商品先物型ETF・ETNが長期保有に向かない理由

ETFやETNのうち、一般に長期保有に向かないといわれているのが先物に投資するものです。ロールオーバーを繰り返すことで継続的に価値が減少する傾向にあります。

先物は将来の特定の時期に清算されます。この時期を限月(げんげつ)と呼びます。先物は原資産が同じでも限月ごとに取引価格が異なります。例えばWTI原油先物の場合、2024年1月物は71.23ドルですが、2024年2月物は71.44ドルと0.3%高く取引されています(2023年12月8日終値)。

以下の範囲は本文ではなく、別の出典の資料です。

PR #550, opened 2019-02-22
update flamegraph dependency

spacejam:


ehiggs:
Wouldn't this be better as a straight submodule of https://github.com/brendangregg/FlameGraph?

spacejam:
@ehiggs if the dependency changed frequently and we needed to update frequently then maybe, but neither is true, and the overhead for me of entering git submodule commands would be higher than the effort that this took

上記のように限月が遠くなるほど価格が高い状態をコンタンゴと呼びます。反対に限月が近いほど価格が安い状態をバックワーデーションと呼びます。

原油や金といった商品の先物はコンタンゴになることが一般的です。期間が長くなるほどかさむ商品の保有コストが上乗せされること、限月が遠くなるほど不確実性が増すためリスクに見合った価格を求めることなどが原因だといわれています。

このコンタンゴが先物型ETF・ETNの価値を減少させる原因です。

限月を迎えた先物は消滅します。したがって先物型のETFやETNは同じ銘柄で運用を続けることができません。運用を継続するには、限月が先の銘柄に乗り換える必要があります。これをロールオーバーといいます。

コンタンゴの場合、ロールオーバーでは安い期近物を売り高い期先物を買うことになります。安く売って高く買う取引を繰り返すため、中長期では価値が減少しやすいのです。

商品先物型ETF・ETNは短期的な保有にとどめておく方が無難といえます。長期保有は現物に投資する銘柄をおすすめします。